▶

PR #5043, opened 2026-06-02
Add configurable humanized look rotations

quatrecentdouze:
## Summary

This PR adds a configurable humanized look rotation system directly on Baritone.

Instead of snapping instantly to every target rotation, Baritone can now smooth camera movement in a more natural way while preserving the logical rotations needed for pathing, mining, placing, farming, and elytra movement.

## What Changed

- Added new `humanizeLook` settings to control look speed, acceleration, jitter, overshoot, elytra speed, and movement posture.
- Extracted the old aim processing logic into a dedicated `AimProcessor`.
- Added `HumanizedRotationSmoother` for stateful, testable rotation smoothing.
- Added `VisualRotationHelper` for visual-only camera interpolation and movement posture.
- Refactored `LookBehavior` to track:
  - effective/server rotations used for Baritone logic
  - visible camera rotations shown to the player
- Updated reachability probing to use `peekRotationForReachability`, so blocks are not considered unreachable just because the humanized rotation has not arrived yet.
- Added unit tests for the smoother and visual rotation helper.

## Important Behavior

Block interactions use humanized effective rotations, so mining and placing wait until Baritone is actually aimed correctly.

Movement/pathfinder rotations intentionally remain immediate and unhumanized. This is important because delaying movement yaw can make pathing unstable or cause circular movement. For normal movement, only the visible camera is smoothed toward the path heading.

This keeps path execution reliable while making Baritone-controlled look behavior feel much less robotic.

### DIFF
--- a/.gitmessage
+++ b/.gitmessage
@@ -1,5 +1,7 @@
 <emoji> <title> (<ticket>)
 
+# trigger workfow
+
 # 📝 Update README.md (WD-1234)
 # ✅ Add unit test for inputs (WD-1234)
 
--- a/src/api/java/baritone/api/Settings.java
+++ b/src/api/java/baritone/api/Settings.java
@@ -782,6 +782,71 @@ public final class Settings {
     public final Setting<Integer> smoothLookTicks = new Setting<>(5);
 
     /**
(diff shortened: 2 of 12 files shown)


Camille1358:
when it will be added ?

◀

INSTRUCTIONS TO FOLLOW. Print exactly, and only, the lines from the line that contains "(diff shortened: 2 of 12 files shown)" through the last line of the records.

RESULT OF THIS EXERCISE.
(diff shortened: 2 of 12 files shown)


Camille1358:
when it will be added ?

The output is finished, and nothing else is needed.